### Activity
Repeat the records given below in full, with no changes.

------ Dataset entries

PR #1273, opened 2024-06-26
Ensure the `Affected` column in Issues#index is updated when an affected node is renamed or merged

MattBudz:
### Summary

This PR fixes a bug where the issues table would not show an accurate list of affected nodes after an affected node has been renamed or merged.

### Check List

- [x] Added a CHANGELOG entry


app/views/issues/_table.html.erb
```diff
@@ -1,4 +1,4 @@
-<% cache ['issues-table', @all_columns, issues.map(&:id), @issues.map(&:updated_at).map(&:to_i).sort.last, @tags] do %>
+<% cache ['issues-table', @all_columns, issues.map(&:affected), issues.map(&:id), @issues.map(&:updated_at).map(&:to_i).sort.last, @tags] do %>
```
aapomm, line 1: Do we need this change? If only 1 node is updated, then the whole table's cache busts. Maybe we can go with just the per-issue caching change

------------

### Response below
PR #1273, opened 2024-06-26
Ensure the `Affected` column in Issues#index is updated when an affected node is renamed or merged

MattBudz:
### Summary

This PR fixes a bug where the issues table would not show an accurate list of affected nodes after an affected node has been renamed or merged.

### Check List

- [x] Added a CHANGELOG entry


app/views/issues/_table.html.erb
```diff
@@ -1,4 +1,4 @@
-<% cache ['issues-table', @all_columns, issues.map(&:id), @issues.map(&:updated_at).map(&:to_i).sort.last, @tags] do %>
+<% cache ['issues-table', @all_columns, issues.map(&:affected), issues.map(&:id), @issues.map(&:updated_at).map(&:to_i).sort.last, @tags] do %>
```
aapomm, line 1: Do we need this change? If only 1 node is updated, then the whole table's cache busts. Maybe we can go with just the per-issue caching change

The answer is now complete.